# 100+ degrees and fighting over Ice... need osha



## Snacktime (Jun 16, 2012)

Our ice machine blew an oil seal on Friday, so no more ice.

We had a nice heated debate today when I turned in a receipt for 20lb sack. I stated it was a safety issue not to have cold water, its over 100 degrees. 

I have gone through the heat safety section of Cal osha and see "Cold water" in the pamflets but can't find the actual words in the codes. I am going to charge another $3 tomorrow on the company CC for ice and want them to know that this is not discussion. 

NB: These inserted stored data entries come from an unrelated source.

PR #9763, opened 2026-05-30
Tests: Merge tests

R-Goc:
This PR merges together multiple test files. The merge is done where it fits logically and the size of the file wouldn't be too huge. For example while merging all the string class tests would work it would be a huge file.


R-Goc:
Git isn't great about detecting renamed merged files. Maybe also TestUtf16View, TestUtf8View and TestStringView could be merged together, that would be around 1500 lines. That is about it in AK from the ones that logically fit together. Maybe Array, FixedArray and Vector make sense too but I don't have a good name for that. HashMap and HashTable too, but again not sure how to name it. Other than that we have a whole lot of tiny(under 100 lines) test files that have no connection with each other.

trflynn89:
Why? This is significantly worse organizationally IMO.

R-Goc:
> Why? This is significantly worse organizationally IMO.

If the PCH PR gets merged we will be spending 20% of the whole build time on compiling and linking tests. On my machine I measure it to 1m20s, with a total build of 6m40s. There is no reason for us to have 200 test executables. The number has been steadily increasing.

R-Goc:
I reconsidered the approach and will open a new PR with the other one.

PR #9770, opened 2026-05-30
LibIPC: Implement async Windows IPC sockets

heitke:
This PR fixes Ladybird to run natively on Windows again and finishes 
the work of https://github.com/LadybirdBrowser/ladybird/pull/9450.

Background:
Ladybird uses a parent/child process architecture with lots of
inter-process communication (IPC) messages. On Windows, the 
message handler currently runs synchronously and requires an 
InitTransport message to fully setup communication. **

This was causing a deadlock while starting up the WebContent
child process, causing Ladybird to crash or hang on startup.

Changes:
- TransportSocketWindows: Rewritten to use a dedicated I/O thread 
with non-blocking sockets, WSAPoll, and wakeup/notify socket-pairs
for async send/recv operations (mostly copied from PR 9450)

- Peer PID exchange: Added InitTransport handshake to Compositor
and WebWorker

- ResourceLoader/ImageCodecPlugin: Added proper shutdown 
sequencing to ensure IPC transports are closed before process exit

- Delays PageHost initialization to prevent a deadlock in the 
WebContent child process. During startup, a message gets sent
to the parent. We need to make sure we handle the InitTransport
on Windows before creating the new tab.

** No SCM_RIGHTS support means we need to transmit the peer 
pid to takeover and duplicate sockets.


OfficialKris:
I have tested this and it does work as advertised on my set of websites.

Neustradamus:
@heitke: Nice, good job!

gmta:

PR #663, opened 2024-04-26
Fixing validation and MetadataError

### LINKED ISSUE #661: Validation is not working
### Expected behavior
I expected to get information on why the call to mediflux was failing

### Actual behavior
Here is the error I got
```
    TigerData::MetadataError:
       Project failed to create with metadata schema version 0.6 with the missing fields: Project directory Missing metadata value for project_directory, Title Missing metadata value for title, Status Missing metadata value for status, Data sponsor Missing metadata value for data_sponsor, Data manager Missing metadata value for data_manager, Department s Missing metadata value for department_s, Created on Missing metadata value for created_on, Created by Missing metadata value for created_by, Storage capacity Missing metadata value for storage_capacity, Storage performance expectations Missing metadata value for storage_performance_expectations, Submission Missing metadata value for submission, Revision s Missing metadata value for revision_s, Schema version Missing metadata value for schema_version
```
The actual error from mediaflux indicated something very different
```
{:title=>"arc.mf.server.Services$ExServiceError", :message=>"call to service 'asset.create' failed: XPath tigerdata:project is invalid: missing element 'Performance'\nContext:\n            26-Apr-2024 12:15:07.477 [0.023 sec(s) ago]: service: system:manager [sid=204]: asset.create :name  \"turkey\" :namespace  \"/td-test-001/tigerdataNS/turkeyNS\" :meta < :tigerdata:project -xmlns:tigerdata \"tigerdata\" -id \"2\" < :ProjectDirectory  \"******\" :Title  \"******\" :Description  \"******\" :Status  \"******\" :DataSponsor  \"******\" :DataManager  \"******\" :Department  \"******\" :Department  \"******\" :CreatedOn  \"******\" :CreatedBy  \"******\" :ProjectID  \"******\" :StorageCapacity < :Size  \"******\" :Unit  \"******\" > :StoragePerformance  \"******\" :ProjectPurpose  \"******\" > > :collection -cascade-contained-asset-index \"true\" -contained-asset-index \"true\" -unique-name-index \"true\"  \"true\" :type  \"application/arc-asset-collection\" :pid  \"path=/td-test-001/tigerdata\" \n  called by: 26-Apr-2024 12:15:07.475 [0.028 sec(s) ago]: http: from: /192.168.65.1, request: /__mflux_svc__ vars:  select headers: [User-Agent=Ruby, Connection=keep-alive, Host=0.0.0.0:8888]\n  called by: 26-Apr-2024 12:15:07.396 [0.107 sec(s) ago]: network: ctime=26-Apr-2024 12:15:07.396, origin=/192.168.65.1, received=3423 [3.42 KB], sent=7991 [7.99 KB]"}
```
### Steps to replicate

In the rails console run the following (this assumes you have created a project in the UI):
```
project = Project.first
project.metadata[:storage_performance_expectations_requested] =nil
session_id = User.first.mediaflux_session
ProjectMediaflux.create!(project:, session_id:)
```

### Impact of this bug
I just put a debugger into the code to get the actual value, so this is impactful, but not very important.

JaymeeH:
fixing metadata error to only pass the missing required field from the project

closes #661

### DIFF
--- a/app/models/project_metadata.rb
+++ b/app/models/project_metadata.rb
@@ -4,11 +4,10 @@ class ProjectMetadata
 
   class Validator < ActiveModel::Validator
     def validate(record)
-      if record.required_attributes.values.include?(nil)
-
+      if record.required_attributes(record).values.include?(nil)
         record.required_keys.each do |attr|
-          value = record.attributes[attr]
-          record.errors.add(attr, "Missing metadata value for #{attr}") if value.nil?
+          value = record.required_attributes(record)[attr]
+          record.errors.add(attr, "Missing metadata value for #{attr}") if value.nil? && record.project.metadata_json.include?(attr)
         end
       end
     end
@@ -76,11 +75,11 @@ class ProjectMetadata
 
   def required_keys
     tableized = required_field_labels.map { |v| v.parameterize.underscore }
-    tableized.map(&:to_sym)
+    tableized
   end
 
-  def required_attributes
-    attributes.select { |k,v| required_keys.include?(k) }
+  def required_attributes(record)
+    record.project.metadata_json.select { |k,v| required_keys.include?(k) }
   end
 
   def attributes
--- a/spec/models/project_mediaflux_spec.rb
+++ b/spec/models/project_mediaflux_spec.rb
@@ -98,7 +98,7 @@ RSpec.describe ProjectMediaflux, type: :model, stub_mediaflux: true do
           collection_id = ProjectMediaflux.create!(project: incomplete_project, session_id: session_token)
         }.to raise_error do |error|
           expect(error).to be_a(TigerData::MetadataError)
-          expect(error.message).to include("Project failed to create with metadata schema version 0.6 with the missing fields:")
+          expect(error.message).to include("Project creation failed with metadata schema version 0.6 due to the missing fields:")
         end
       end
     end
--- a/lib/tiger_data/metadata_error.rb
+++ b/lib/tiger_data/metadata_error.rb
@@ -7,7 +7,7 @@ module TigerData
     def self.missing_metadata(schema_version:, errors:)
       error_messages = errors.full_messages.join
       # include current expected metadata schema version number, as well as what metadata is missing
-      raise TigerData::MetadataError, "Project failed to create with metadata schema version #{schema_version} with the missing fields: #{error_messages}"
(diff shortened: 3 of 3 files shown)


spec/models/project_mediaflux_spec.rb
```diff
@@ -98,7 +98,7 @@
           collection_id = ProjectMediaflux.create!(project: incomplete_project, session_id: session_token)
         }.to raise_error do |error|
           expect(error).to be_a(TigerData::MetadataError)
-          expect(error.message).to include("Project failed to create with metadata schema version 0.6 with the missing fields:")
+          expect(error.message).to include("Project creation failed with metadata schema version 0.6 due to the missing fields:")
```
bess, line 101: Could we add which fields are missing? That seems like an important bit of functionality that we want to ensure we're testing.

bess (changes requested):
Overall this looks great! I asked for one small change, which is that I believe we should also test that the code can return which fields are missing.

spec/models/project_mediaflux_spec.rb
JaymeeH: Yes we can! I'll work on that now

app/models/project_metadata.rb
```diff
@@ -76,11 +75,11 @@ def create( params:)
 
   def required_keys
     tableized = required_field_labels.map { |v| v.parameterize.underscore }
-    tableized.map(&:to_sym)
+    tableized
   end
 
-  def required_attributes
-    attributes.select { |k,v| required_keys.include?(k) }
+  def required_attributes(record)
```
carolyncole, line 81:
```suggestion
  def required_attributes
```

carolyncole (changes requested):
@JaymeeH Looks great!  In addition to @bess request I have a couple suggestions

app/models/project_metadata.rb
```diff
@@ -4,11 +4,10 @@ class ProjectMetadata
 
   class Validator < ActiveModel::Validator
     def validate(record)
-      if record.required_attributes.values.include?(nil)
-
+      if record.required_attributes(record).values.include?(nil)
```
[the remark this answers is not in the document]
JaymeeH: you're absolutely right, i'll fix this

jrgriffiniii (approved):

carolyncole (approved):

bess (approved):

PR #664, opened 2024-04-29
Enable cleanup of a tiger data environment

### LINKED ISSUE #615: Erase all users and projects in QA, both from rails and mediaflux

bess:
Fixes #615


JaymeeH (approved):
Great! Thanks for this!

Issue #629, opened 2024-04-10
Update the system to 0.6 version of the metadata 


carolyncole:
Update to code to produce the metadata to the standard of [Tigerdata Schema](https://docs.google.com/document/d/1RDCowxE2ulfkh0GrqTln8Tr9t5XcWOZ2U--zRpiwe48/edit#heading=h.jyc9l9aomuz)

Completion Criteria:

- [x] Update the Schema create script (including generation code) to include the changes from v0.5 to v0.6
     - [x] focus on early adopter field, not the standard schema
     - [x] Include provenance fields
- [x] Make updates to the internal storage for any changes in the early adopter fields that are necessary
- [x] Run these changes on the mediaflux library sandbox/playground (qa)
- [x] Pass along the script to Chuck incase they need it for td-meta1 (staging)
- [x] No changes to the forms are part of this work, the data from the forms should be massaged into this new version (aka unit for size will be GB and the size will 500)
- [x] Include a version (which is coming in 0.6.1)

carolyncole:
Hey team! Please [add your planning poker estimate](https://app.zenhub.com/workspaces/RDSS-61a4f1a12a399b001730f65a/issues/pulibrary/tiger-data-app/629?planning-poker) with Zenhub @bess @hectorcorrea @JaymeeH @jrgriffiniii @kelynch @leefaisonr

PR #668, opened 2024-04-30
Updating storage capacity and storage performance to v0.6.1 format

carolyncole:
refs #629

### DIFF
--- a/app/models/project_mediaflux.rb
+++ b/app/models/project_mediaflux.rb
@@ -33,16 +33,18 @@ class ProjectMediaflux
           #All exceptions that are raised should include the current expected metadata schema version number, as well as what metadata is missing.
     id = create_request.id
     if id.blank?
-      response_xml = create_request.response_xml
-      response_text = response_xml.text
-      case response_text
+      response_error = create_request.response_error
+      case response_error[:message]
       when "failed: The namespace #{project_namespace} already contains an asset named '#{project_name}'"
         raise "Project name already taken"
       when /'asset.create' failed/
 
         # Ensure that the metadata validations are run
-        project.metadata_model.validate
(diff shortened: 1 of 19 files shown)


app/models/project_mediaflux.rb
```diff
@@ -33,16 +33,18 @@ def self.create!(project:, session_id:, xml_namespace: nil)
...
         raise "Project name already taken"
       when /'asset.create' failed/
 
         # Ensure that the metadata validations are run
-        project.metadata_model.validate
-        raise TigerData::MissingMetadata.missing_metadata(schema_version:"0.6", errors: project.metadata_model.errors)
+        if project.valid? &&  project.metadata_model.valid?
+          raise response_error[:message]  # something strange went wrong
+        else
+          raise TigerData::MissingMetadata.missing_metadata(schema_version:"0.6", errors: project.metadata_model.errors)
```
bess, line 46: Should this use `TigerdataSchema::SCHEMA_VERSION` instead of hard coding the version number?

spec/models/project_mediaflux_spec.rb
```diff
@@ -103,6 +101,20 @@
           expect(incomplete_project.metadata_model.errors.attribute_names[0].to_s).to eq "project_id"
         end
       end
+
+      it "should raise a error if any error occurs in mediaflux" do
```
bess, line 105: 😍

bess (approved):
This looks great! I made one suggestion but I wouldn't block merging over it.

app/models/project_mediaflux.rb
carolyncole: Likely.  That was not the code change I was working on, but I got tired of not seeing the real error from Mediaflux.  I'll update it.

bess (approved):

PR #672, opened 2024-05-01
Updating ProjectMediaflux to work with Rubocop

carolyncole:
I noticed the class was formatted realy weird.  I believe the @param and the param were confusing rubocop.  As soon as I changed `update_metadata(params: params)` (notice the second param) then rubocop reformatted the class

### DIFF
--- a/app/models/project_metadata.rb
+++ b/app/models/project_metadata.rb
@@ -18,7 +18,7 @@ class ProjectMetadata
   def initialize(project:, current_user: nil)
     @project = project
     @current_user = current_user
-    @params = { }
+    @params = {}
   end
 
   # Generates a Hash of updated Project metadata attributes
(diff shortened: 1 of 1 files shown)


app/models/project_metadata.rb
```diff
@@ -33,42 +33,37 @@ def activate_project(collection_id:)
...
+    # create two provenance events, one for approving the project and another for changing the status of the project
     project.provenance_events.create(event_type: ProvenanceEvent::APPROVAL_EVENT_TYPE, event_person: current_user.uid, event_details: "Approved by #{current_user.display_name_safe}")
     project.provenance_events.create(event_type: ProvenanceEvent::STATUS_UPDATE_EVENT_TYPE, event_person: current_user.uid, event_details: "The Status of this project has been set to approved")
   end
-  
-  def create( params:)
-    project.metadata = update_metadata(params:)
+
+  def create(params:)
+    project.metadata = update_metadata(params: params)
```
carolyncole, line 64: This is the change that started rubocop working again

hectorcorrea: 🎉

hectorcorrea (approved):

PR #681, opened 2024-05-06
Moving project parsing into the AssetMetadataRequest

carolyncole:


spec/models/project_metadata_spec.rb
```diff
@@ -229,5 +217,39 @@
         expect(activate_event.event_details).to eq "Activated by Tigerdata Staff"
       end
     end
+
+    # check the logic for not activating when the
```
bess, line 221: Looks like this comment wasn't finished?

PR #689, opened 2024-05-07
creating a background job to activate projects

### LINKED ISSUE #630: Background Job to check Approved Projects in Mediflux
Then we need to have a job that goes out to mediaflux and confirms the collection exists and the project id (DOI) matches.
The status in our system gets updated to Active

Completion criteria:

- [x] Happens in the background
- [x] Contacts mediaflux to query for the project id (DOI) based on the collection id
- [x] send and email to the system administrator who approved the project if the project id does not match
- [x] send a notification to Honey badger that indicates the miss match occured
- [x] Updates the system status to Active only if the project id matches.  The title no longer shows (pending) to the user

JaymeeH:
closes #630


bess (approved):
Very nice! I appreciate the use of comments. Makes it easier to follow the logic, and long-term makes the code easier to maintain. Thank you.

PR #703, opened 2024-05-09
Make the project_directory parent path the default path if none is set

### LINKED ISSUE #702: Approve Screen has a . for the project directory prefix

As for fixing the ice machine, our shop supervisor took it apart may it RIP


----------



## HackWork (Oct 2, 2009)

This is one of those things that I would take it to someone as high up the chain as I could find and ask if the company was really going to waste my time questioning me about $3.


----------



## RIVETER (Sep 26, 2009)

I'd pick and choose the fights that I engaged in. Many, many times I would buy ice cream for everyone who wanted it. I never expected re-payment. If the company is trying to get it fixed a bag of ice is a paltry price to pay.


----------



## papaotis (Jun 8, 2013)

RIVETER said:


> I'd pick and choose the fights that I engaged in. Many, many times I would buy ice cream for everyone who wanted it. I never expected re-payment. If the company is trying to get it fixed a bag of ice is a paltry price to pay.


 how big is this co. and how hard are they trying


----------



## gold (Feb 15, 2008)

Lol ice? What?


----------



## Snacktime (Jun 16, 2012)

Owner`s wife is the one I'm fighting. We are a small 15-20 employee company, I am in charge of 2 labor ready guys right now. If it was just me then yes I would pay, but I am working for a living not a charity. 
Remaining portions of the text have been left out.